Reunification of Germany
 REMEMBER:
o Since the end of World War II Germany was divided into a democratic
West Germany and a communist East Germany.
o The Berlin Wall was built in 1961 by Stalin to keep out any western
influence.
 As the Soviet Union began crumbling in the 1980s, East Germans wanted
freedom and the Soviet Union was unable to help German leaders contain it.
 The communist government was forced out of power by waves of protests.
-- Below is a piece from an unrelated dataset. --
PR #4539, opened 2026-06-13
Fix tempo automation stepping instead of ramping when recorded in Arranger

### LINKED ISSUE #3221: Tempo automation in Arranger view not played back correctly

After recording tempo automation in Arranger view with an arrangement of 16 bars and with 1 or 2 tempo changes of 1 beat per bar, the playback skips a lot of tempo change automation, resulting in sudden changes of tempo in stead of smooth tempo change.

 In 1989, the Berlin Wall was torn down and East and West Germany were
reunited.
 Although Germans wanted to be reunified and all democratic, but there
were problems in creating a market economy –
o West Germans had to pay higher taxes to rebuild impoverished East
Germany.
o Unemployment rose in East Germany as they tried to transition to a
market economy.
o There was much social unrest and some right-wing groups tried to
bring back Nazi ideologies.
o The extremists attacked foreigners.